**WHAT THE EXERCISE ASKS**
When a line of the listing below has the string "manager" in it, copy that line.

========

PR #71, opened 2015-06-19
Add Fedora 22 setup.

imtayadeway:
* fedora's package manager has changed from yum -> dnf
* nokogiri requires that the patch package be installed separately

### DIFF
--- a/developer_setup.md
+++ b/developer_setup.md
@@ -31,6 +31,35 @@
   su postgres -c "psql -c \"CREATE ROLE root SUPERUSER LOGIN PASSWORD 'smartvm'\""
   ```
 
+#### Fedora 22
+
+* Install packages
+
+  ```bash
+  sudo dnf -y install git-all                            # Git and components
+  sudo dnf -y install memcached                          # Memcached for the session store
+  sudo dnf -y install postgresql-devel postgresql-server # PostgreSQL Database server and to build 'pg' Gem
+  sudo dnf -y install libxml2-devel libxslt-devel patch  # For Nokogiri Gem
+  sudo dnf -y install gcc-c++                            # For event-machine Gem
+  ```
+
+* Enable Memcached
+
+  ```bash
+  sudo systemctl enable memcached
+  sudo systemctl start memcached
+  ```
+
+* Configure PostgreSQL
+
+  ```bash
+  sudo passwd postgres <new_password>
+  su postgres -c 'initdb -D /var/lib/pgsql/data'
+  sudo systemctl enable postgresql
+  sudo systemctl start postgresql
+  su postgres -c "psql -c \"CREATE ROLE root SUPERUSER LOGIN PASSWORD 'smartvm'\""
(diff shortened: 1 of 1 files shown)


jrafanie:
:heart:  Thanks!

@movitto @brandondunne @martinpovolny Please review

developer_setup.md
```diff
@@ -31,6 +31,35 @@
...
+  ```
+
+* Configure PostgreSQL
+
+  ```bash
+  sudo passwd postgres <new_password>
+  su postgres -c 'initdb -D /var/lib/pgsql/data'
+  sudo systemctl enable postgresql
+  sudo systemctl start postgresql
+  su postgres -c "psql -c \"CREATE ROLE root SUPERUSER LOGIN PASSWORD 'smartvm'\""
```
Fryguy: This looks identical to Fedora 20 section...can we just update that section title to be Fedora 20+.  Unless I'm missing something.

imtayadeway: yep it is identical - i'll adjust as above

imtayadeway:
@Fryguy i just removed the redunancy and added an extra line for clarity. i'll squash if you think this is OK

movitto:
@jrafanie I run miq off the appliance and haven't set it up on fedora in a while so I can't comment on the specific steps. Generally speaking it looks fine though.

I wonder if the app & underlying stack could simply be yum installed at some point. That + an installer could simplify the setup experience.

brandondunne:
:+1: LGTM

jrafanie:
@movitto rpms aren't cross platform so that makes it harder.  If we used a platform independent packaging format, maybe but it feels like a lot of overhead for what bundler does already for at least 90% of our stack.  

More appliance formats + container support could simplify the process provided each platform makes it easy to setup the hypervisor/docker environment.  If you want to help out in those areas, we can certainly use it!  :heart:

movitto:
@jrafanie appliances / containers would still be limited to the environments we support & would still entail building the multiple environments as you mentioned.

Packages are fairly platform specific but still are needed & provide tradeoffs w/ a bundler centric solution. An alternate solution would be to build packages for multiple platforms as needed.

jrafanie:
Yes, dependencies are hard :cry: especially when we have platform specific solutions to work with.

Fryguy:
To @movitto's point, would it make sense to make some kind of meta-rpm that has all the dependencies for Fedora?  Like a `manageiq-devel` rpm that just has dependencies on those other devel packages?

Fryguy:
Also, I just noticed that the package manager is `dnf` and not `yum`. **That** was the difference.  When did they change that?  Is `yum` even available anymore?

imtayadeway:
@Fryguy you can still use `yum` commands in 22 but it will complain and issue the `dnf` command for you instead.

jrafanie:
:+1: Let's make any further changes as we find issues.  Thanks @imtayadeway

========

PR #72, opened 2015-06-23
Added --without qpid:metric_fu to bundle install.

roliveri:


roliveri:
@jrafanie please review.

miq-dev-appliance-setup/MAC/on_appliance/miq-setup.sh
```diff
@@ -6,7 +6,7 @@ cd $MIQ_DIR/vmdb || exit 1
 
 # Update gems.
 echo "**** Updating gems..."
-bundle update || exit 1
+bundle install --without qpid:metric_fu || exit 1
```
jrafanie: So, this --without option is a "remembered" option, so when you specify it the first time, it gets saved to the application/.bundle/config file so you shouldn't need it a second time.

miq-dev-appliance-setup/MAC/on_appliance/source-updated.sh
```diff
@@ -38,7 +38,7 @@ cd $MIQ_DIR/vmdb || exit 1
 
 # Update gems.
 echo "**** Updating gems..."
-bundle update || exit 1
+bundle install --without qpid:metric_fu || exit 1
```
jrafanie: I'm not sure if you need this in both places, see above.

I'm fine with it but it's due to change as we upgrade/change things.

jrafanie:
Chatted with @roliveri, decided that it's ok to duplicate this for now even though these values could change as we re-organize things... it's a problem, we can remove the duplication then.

========

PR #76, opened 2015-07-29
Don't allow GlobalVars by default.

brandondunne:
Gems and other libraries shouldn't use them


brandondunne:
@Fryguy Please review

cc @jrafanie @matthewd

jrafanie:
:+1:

========

**PROBLEM SOLUTION**
* fedora's package manager has changed from yum -> dnf
Also, I just noticed that the package manager is `dnf` and not `yum`. **That** was the difference.  When did they change that?  Is `yum` even available anymore?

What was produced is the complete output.